Mais ce ne fut pas tout. Quelque douloureuse et pénétrante que fût pour lui cette discipline manifeste et publique, une souffrance plus grande encore et plus personnelle l’attendait, et une souffrance par laquelle son âme fut plus profondément enseignée à s’élever au-dessus des ressources de la nature qui l’avait conduit en Égypte. Il faut donc que quelque chose acquis en Égypte serve de moyen de crucifier cet élément de sa nature qui l’y avait fait descendre. La manière dont cela fut opéré est décrite en détail dans cette page remarquable de l’histoire d’Abraham qui traite d’Ismaël, fils d’Agar, la femme égyptienne : et ne pensez-vous pas qu’après toute la peine qu’il endura à son sujet, lorsqu’il eut à le chasser, chose qui « déplut fort à Abraham au sujet de son fils » [Gen. 21, 11] (et qui pourrait s’en étonner ?), il se soit repenti de tout son cœur d’avoir jamais mis les pieds en Égypte ? Mais (tant sont bénies et pleines de tendresse les voies de notre Dieu), ce ne fut qu’après la naissance d’Isaac que cette pénible demande lui fut faite, quoique la chose fut nécessaire longtemps auparavant pour que l’élément qui se trouvait en son âme en opposition avec la foi fut réduit au silence par sa crucifixion.

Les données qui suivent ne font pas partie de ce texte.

PR #491, opened 2025-05-12
Add time horizons

tlogan2000:
## Overview

This PR fixes [issue id]

Changes:

* add functionality to calculate 30 year mean on ensemble calculations


aulemahal (approved):
Looks good!

src/finch/processes/ensemble_utils.py
```diff
@@ -356,6 +356,7 @@ def make_ensemble(  # noqa: D103
     files: list[Path],
     percentiles: list[int],
     spatavg: bool | None = False,
+    tmpavg: bool | None = False,
```
aulemahal, line 359:
```suggestion
    tmpavg: bool  = False,
```
Nit pick, but I don't think there's a way to pass None here, and it wouldn't mean anything.

PR #537, opened 2026-05-21
Update to xclim 0.61, xsdba 0.6.1 and xscen 0.15

### LINKED ISSUE #657: :bug: [BUG]: Finch: Switched abstracts for `heat_wave_max_length`/`heat_wave_total_length` processes in GetCapabilities
## Summary

Finch `v0.12.1` pinned in birdhouse-deploy exposes swapped abstracts for the `heat_wave_max_length` and `heat_wave_total_length` processes in GetCapabilities. 

## Details

`birdhouse-deploy` pins finch `v0.12.1` via: https://github.com/bird-house/birdhouse-deploy/commit/565289e59847055352d50858972a4dc64e09237e, affected versions: 2.16.13-2.24.1

This is a downstream effect of a bug that has been fixed in xclim; see the corresponding [finch issue](https://github.com/bird-house/finch/issues/524) for details.

### To Reproduce

1. Deploy a birdhouse-deploy stack with finch pinned at `v0.12.1`
2. Issue a WPS GetCapabilities request to the running finch service
3. Inspect the abstract fields for the `heat_wave_max_length` and `heat_wave_total_length` processes

## Environment

| Information           | Value
| --------------------- | --------------------------------------------------------------
| Server/Platform URL   | https://garryoak.pacificclimate.org/
| Version Tag/Commit    | 2.20.1
| Related issues/PR     | https://github.com/bird-house/finch/issues/524
| Related components    | finch
| Custom configuration  | `birdhouse/components/finch/default.env`

## Concerned Organizations
This bug is verified for all organizations.

aulemahal:
## Overview

This PR:
- fixes bird-house/birdhouse-deploy#657
- fixes #524 

Changes:

* Unpins a lot of things
* Fixes a few issues to work with xclim 0.61
* Last commit fixes around 600 warnings, for future-proofing and log readability.

## Related Issue / Discussion
@fmigneault Could you check my changes about sentry ? This was for a warning about deprecated changes.

## Additional Information
If there are breaking changes, they should be related to the xclim changes, I don't think I introduced anything new ;).


src/finch/processes/__init__.py
```diff
@@ -1,6 +1,7 @@
 # noqa: D104
 import logging
 
+import xarray as xr
```
Zeitsperre: The `xarray` import doesn't seem to be referenced anywhere?

src/finch/processes/wpsio.py
```diff
@@ -256,7 +256,7 @@ def get_ensemble_inputs(novar=False):
     abstract="Method used to determine which aggregations should be considered missing.",
     data_type="string",
     default=OPTIONS[CHECK_MISSING],
-    allowed_values=list(MISSING_METHODS.keys()),
+    allowed_values=list(MISSING_METHODS.keys()) + ["skip"],
```
Zeitsperre: Can we use `append()` here? I just don't like math.

environment.yml
Zeitsperre, line 1: I think we need `xsdba` here.

pyproject.toml
Zeitsperre, line 1: `xsdba` is missing here.

pyproject.toml
```diff
@@ -28,6 +28,8 @@ classifiers = [
   "Programming Language :: Python :: 3.10",
```
Zeitsperre: Should we drop Python3.10?

environment-docs.yml
Zeitsperre, line 1: I think we need xsdba here.

environment-docs.yml
```diff
@@ -1,18 +1,17 @@
...
   - matplotlib-base >=3.5.0
-  - nbsphinx >=0.9.8
-  - pandas >=2.2.0,<3.0
+  - nbsphinx >=0.9.5
+  - pandas >=2.2.0
   - pywps >=4.5.1
-  - setuptools >=78.1.1
-  - sphinx >=8.2.0 # Pinned until nbsphinx supports Sphinx 8.2
+  - setuptools >=71.0.0
+  - sphinx >=7.0.0
```
Zeitsperre: If we drop Python 3.10, we can bump this to v9.0.

pyproject.toml
```diff
@@ -37,68 +39,65 @@ dependencies = [
...
-  "xarray >=2023.11.0,<2025.4.0",
-  "xclim ==0.52.2", # remember to match xclim version in environment.yml as well
-  "xesmf >=0.6.2,!=0.8.8",
-  "xscen ==0.10.0", # remember to match xscen version in environment.yml as well
-  "werkzeug>=3.0.6",
-  # Temporary fixes
-  "fastprogress <1.1" # FIXME: Temporary fix following https://github.com/intake/intake-esm/pull/773. Remove when intake-esm is updated in xscen.
+  "siphon",
+  "xarray >=2023.11.0",
+  "xclim ==0.61.0", # remember to match xclim version in environment.yml as well
```
Zeitsperre: I think we should be allowing patch releases here. We'll probably have two before v1.0:
```suggestion
  "xclim >=0.61.0,<0.62.0", # remember to match xclim version in environment.yml as well
```

environment.yml
```diff
@@ -1,36 +1,33 @@
 name: finch
 channels:
   - conda-forge
-  - nodefaults
 dependencies:
-  - python >=3.10,<3.13
-  - pip >=25.3.0
+  - python >=3.10,<3.14
+  - pip >=24.2.0
```
Zeitsperre: We should push this much higher.
```suggestion
  - pip >=26.1.0
```

Zeitsperre (changes requested):
I think we should be making a few breaking changes here, seeing as we're jumping several versions in xclim and xscen.

src/finch/processes/__init__.py
aulemahal: oups, debugging leftovers.

src/finch/processes/wpsio.py
aulemahal: done. `append` does it in-place, so it's more lines, but we don't have a quota ;)

pyproject.toml
aulemahal: Why not. Done!

environment-docs.yml
aulemahal: I didn't add it and made it a mockup instead, let's see what that does.

aulemahal: I removed the mockup stuff it was not being used anyway as pip was installing everything in the RTD env.

aulemahal:
@Zeitsperre haha I had some trouble with the CI...

Installing in hybrid : conda env + dev deps in pip was giving broken envs after my unpins. I rationalized it a bit like we do elsewhere : one single env file installing normal deps as well as dev and docs deps.  
I removed the `develop` and `install` entries of the Makefile to reflect this change of philosophy.

For ReadTheDocs, we had a custom funky setup that was created to avoid running out of memory on the remote build. This problem seems gone, here I simply install the full normal env and don't do any mockups.

aulemahal:
Ach, I just saw that this change the Docker image by installing all unneeded dev tools in it... May be we could use pip in the docker image ? Or maybe it's not a problem.

Zeitsperre:
I'll give this a proper once-over next week!

Makefile
```diff
@@ -38,17 +38,6 @@ help: ## print this help message. (Default)
...
-
-.PHONY: install
-install: ## install finch application
-	@echo "Installing application ..."
-	@-bash -c 'pip install -e .'
-	@echo "\nStart service with \`make start\` and stop with \`make stop\`."
-
-develop: ## install finch application with development libraries
-	@echo "Installing development requirements for tests and docs ..."
-	@-bash -c 'pip install -e ".[dev]"'
```
fmigneault, line 50: I don't understand why removing those? They should stay, as they would pick up the `pyproject.toml` automatically. I agree about removing the environment YAML files.

The idea to have them is that they create an abstraction of how it gets invoked, so you don't need to change the GitHub Workflow calls (or anywhere else that would need them as well).

pyproject.toml
```diff
@@ -12,7 +12,7 @@ maintainers = [
   {name = "Trevor James Smith", email = "smith.trevorj@ouranos.ca"}
 ]
 readme = {file = "README.rst", content-type = "text/x-rst"}
-requires-python = ">=3.10.0"
+requires-python = ">=3.11.0"
```
fmigneault, line 15: `requires-python = ">=3.11.0,<4"` just in case (or even `<3.15` if we want the same as the classifiers and the `environment.yaml`).

environment.yml
```diff
@@ -28,9 +28,39 @@ dependencies:
...
-  - xclim =0.52.2  # remember to match xclim version in requirements_docs.txt as well
+  - xarray >=2023.11.0
+  - xclim >=0.61,<0.62 # remember to match xclim version in pyproject.toml as well
   - xesmf >=0.8.2,!=0.8.8
-  - xscen =0.10.0  # remember to match xscen version in environment.yml as well
+  - xsdba =0.6.1   # remember to match xsdba version in pyproject.toml as well
+  - xscen =0.15.0  # remember to match xscen version in pyproject.toml as well
   # Temporary fixes
   - fastprogress <1.1  # FIXME: Temporary fix following https://github.com/intake/intake-esm/pull/773. Remove when intake-esm is updated in xscen.
+  # Dev
```
fmigneault, line 37: At this point, is there even any reason to have the `environment.yaml`? 
Why not just `conda create -n finch && pip install .` combo all from the same `pyproject.toml` ?  Any package that still depends on `conda-forge` build specifically?

environment-docs.yml
```diff
@@ -1,18 +0,0 @@
...
-  - anyascii >=0.3.0
-  - birdy >=0.8.1
-  - ipython >=8.5.0
-  - matplotlib-base >=3.5.0
-  - nbsphinx >=0.9.8
-  - pandas >=2.2.0,<3.0
-  - pywps >=4.5.1
-  - setuptools >=78.1.1
-  - sphinx >=8.2.0 # Pinned until nbsphinx supports Sphinx 8.2
-  - sphinxcontrib-bibtex >=2.6.0
```
fmigneault, line 16: Sphinx and related specifically for docs should be in a `docs` extra in `pyproject.toml`.

docs/source/dev_guide.rst
fmigneault, line 1: To edit according to other comments.

fmigneault (changes requested):

Makefile
Zeitsperre: I'm with Francis as well on this. I see the Makefile as a more convenient way of running things that rely on the `pyproject.toml` for CI operations. The cookiecutter this is based on should be using this more as well.

pyproject.toml
Zeitsperre: I wouldn't add that here, but I would constrain the `environment.yml` to `>=3.11.0,<3.15`. It is entirely possible that the changes in Python 3.15 will not be breaking for `finch`.

Makefile
aulemahal: Yep sorry I went overboard here. My thinking was that the hybrid conda+pip was not wanted anymore. But those are still valid for pip-only envs.

environment.yml
Zeitsperre: There are a few things in here that rely on GDAL. It's also much easier to recreate the environment based on `environment.yml`. I'd also use this file to constrain the Python version installed in the image as well.

The Anaconda devs are building a new tool for better support of PyPI packages in conda, but it is still too easy to install some libraries in a broken way when mixing conda and PyPI. Perhaps if that tool gets better support.

aulemahal: For the development, I prefer using conda.

Also, we have a few averaging processes that use ESMF under the hood and ESMF is C/Fortran, not available on pypi. It's much easier to install with conda. 

For the deployment, we could use your suggestion though, which would avoid installing too much dev deps in the production build.

environment-docs.yml
Zeitsperre: I think I'm going to adjust this upstream, using the new PEP 735 conventions. If Pascal wants to move forwards with this, I can readjust it after the fact.

aulemahal: There's already one!

fmigneault (approved):
Assuming the docs dependencies will be re-added in a subsequent PR, that looks fine.

aulemahal:
@fmigneault , not sure I understand, aren't the docs dependencies already here : https://github.com/bird-house/finch/blob/180d9d250f3ca0c65ab4de620b57d406e34a8cdb/pyproject.toml#L94-L105 ?

Also, on my VM, the compressed docker image is 1600 MB, which is more than the current 900 MB, for you information.

fmigneault:
@aulemahal 
My bad. I didn’t notice that commit. You can ignore my comment. All good.

.github/workflows/main.yml
```diff
@@ -69,14 +69,16 @@ jobs:
           cache-downloads: true
           cache-environment: true
           environment-file: environment.yml
+          environment-name: finch
           create-args: >-
             python=${{ matrix.python-version }}
       - name: Install finch-wps
         run: |
-          make develop
+          pip install --no-deps -e .
```
Zeitsperre: Verbosity is great
```suggestion
          python -m pip install --no-deps --editable .
```

.github/workflows/main.yml
```diff
@@ -69,14 +69,16 @@ jobs:
...
       - name: Check versions
         run: |
           python -m pip check
+          python -m pip list
```
Zeitsperre: We can glean more info from micromamba
```suggestion
          micromamba list
          python -m pip check
```

docs/source/installation.rst
```diff
@@ -39,12 +39,12 @@ Check out code from the Finch GitHub repo and start the installation:
    $ git clone https://github.com/bird-house/finch.git
    $ cd finch
 
-Create Conda environment named `finch`:
+Create Conda environment named `finch`, this includes the development and documentation dependencies :
```
Zeitsperre:
```suggestion
Create Conda environment named `finch` (including the development and documentation dependencies):
```

docs/source/installation.rst
```diff
@@ -54,17 +54,10 @@ Install `finch` app:
...
-  OR
-  $ make develop
 
 Install from Conda
 ------------------
 
 .. note::
 
-   `finch` is not yet available on conda-forge. But we are working on making this package available soon!
+   `finch` is not yet available on conda-forge. We are not working on making this package available soon.
```
Zeitsperre: Are you sure about that? https://pypi.org/project/birdhouse-finch/

src/finch/cli.py
```diff
@@ -301,3 +301,7 @@ def start(
     else:
         # no daemon
         _run(app, bind_host=bind_host)
+
+
+if __name__ == "__main__":
+    cli()
```
Zeitsperre: Was the CLI not working previously??

.readthedocs.yml
```diff
@@ -21,12 +21,10 @@ build:
...
-  environment: environment-docs.yml
+  environment: environment.yml
 
 # Optionally set the version of Python and requirements required to build your docs
 python:
   install:
     - method: pip
       path: .
-      extra_requirements:
-        - docs
```
Zeitsperre, line 32: I'd keep this here anyway. If dependencies desynchronize, then we know on RTD.

environment.yml
```diff
@@ -28,9 +28,39 @@ dependencies:
...
   - siphon >=0.10.0
   - werkzeug >=3.0.6
-  - xarray >=2023.11.0,<2025.03.0
-  - xclim =0.52.2  # remember to match xclim version in requirements_docs.txt as well
+  - xarray >=2023.11.0
+  - xclim >=0.61,<0.62 # remember to match xclim version in pyproject.toml as well
   - xesmf >=0.8.2,!=0.8.8
-  - xscen =0.10.0  # remember to match xscen version in environment.yml as well
+  - xsdba =0.6.1   # remember to match xsdba version in pyproject.toml as well
+  - xscen =0.15.0  # remember to match xscen version in pyproject.toml as well
```
Zeitsperre: We've already put out a patch for 0.15. We shouldn't pin the patch version.
```suggestion
  - xscen >=0.15.0,<0.16.0  # remember to match xscen version in pyproject.toml as well
```

environment.yml
```diff
@@ -3,19 +3,19 @@ channels:
...
   - clisops >=0.16.2
-  - dask >=2023.5.1,<2025.3.0
+  - dask >=2023.5.1
   - distributed
   - geopandas >=1.0
   - jinja2 >=3.1.4
-  - netcdf4 <=1.7.2
-  - numcodecs <0.16.0
+  - netcdf4
+  - numcodecs
```
Zeitsperre: I think numcodecs is still pinned in xscen?

Zeitsperre (approved):
Looks pretty good. There are more than a few things that need to be updated, but I'll get to them in the template.

If there isn't any urgency, we can merge this, perform additional updates and release on PyPI. Most importantly, the docker image needs to build properly if we want to use it with PAVICS.

docs/source/installation.rst
aulemahal: Hmm, this is on pypi ? I don't think there's work in progress to put it on conda-forge ? There's also no need I think.

src/finch/cli.py
aulemahal: It was, but I had to test something without having the package installed, so I needed to call the file directly. I can remove this.

environment.yml
aulemahal: indeed. But I realize now that we never explicitly import `numcodecs`, so maybe we don't need it in the deps in the first place ? We require xscen which requires and pins numcodecs, seems enough to me!

.github/workflows/main.yml
fmigneault: I'm confused. You agreed that using `make` command was good for the abstraction, making the CI generic and reusable, but then want them explicitly? 

I don't understand why that is needed. If you want `make` to display the invoked command explicitly, just remove the `@` before the specific commands desired.

Zeitsperre: True, I prefer using `make`. Sorry!

Zeitsperre:
We're running into issues because of `pytest-notebooks`, which is quite out of date. We replaced this with `nbval` (although this library is very quickly becoming out of date as well).

.github/workflows/main.yml
aulemahal: @Zeitsperre `pip check` fails because `pytest-notebook` has a pinned dependency in pip's world that is not pinned in conda-forge. Now that we only use conda for the CI env, maybe we could remove the `pip check` call ? All-mamba is much less likely to create broken environments than the previous hybrid setup.

aulemahal:
Lol I think `pytest-notebook` is already unneeded,  but was not removed from the env. Simple fix!

.readthedocs.yml
aulemahal: done.

src/finch/cli.py
aulemahal: Debugging stuff removed.

.github/workflows/main.yml
aulemahal: pytest-notebook removed as already uneeded.

.github/workflows/main.yml
aulemahal: - make put back (this has the consequence of letting pip install dependencies as `--no-deps` is not in the make rule).
- make commands using the full explicit formulation

docs/source/installation.rst
Zeitsperre: True.

```suggestion
   There are no plans to make `finch` available on conda-forge.
```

C’est ici la manière dont Dieu nous enseigne : d’abord, Il nous attache à Lui-même, et ensuite Il nous détache de la nature. Ce ne fut qu’après le sevrage d’Isaac et la fête qui l’accompagna, qu’Ismaël fut chassé sur la demande de Sara et le commandement du Seigneur. Que d’années s’étaient écoulées depuis qu’Abraham était descendu en Égypte, y cherchant des adoucissements aux ennuis de tout genre, à la famine qui l’assiégeaient en Canaan ! Pourtant ce n’est que maintenant qu’est crucifié l’élément qui l’y avait conduit par l’expulsion prompte et irrévocable de son fils comme vagabond dans ce monde glacé ! Mais l’âme d’Abraham, maintenant comblée des manifestations de l’amour de Dieu pour lui dans le don d’Isaac, est préparée à abandonner, quoique avec douleur, le fruit de sa propre nature, auquel, durant vingt-cinq ans, il avait été permis de rester, objet seulement d’une réjection partielle.
Le Seigneur nous apprendra combien Son amour est tendre et parfait, et combien Sa sainteté est absolue, en nous détachant de tous les appuis qui font obstacle à ce que nous jouissions pleinement de Lui-même.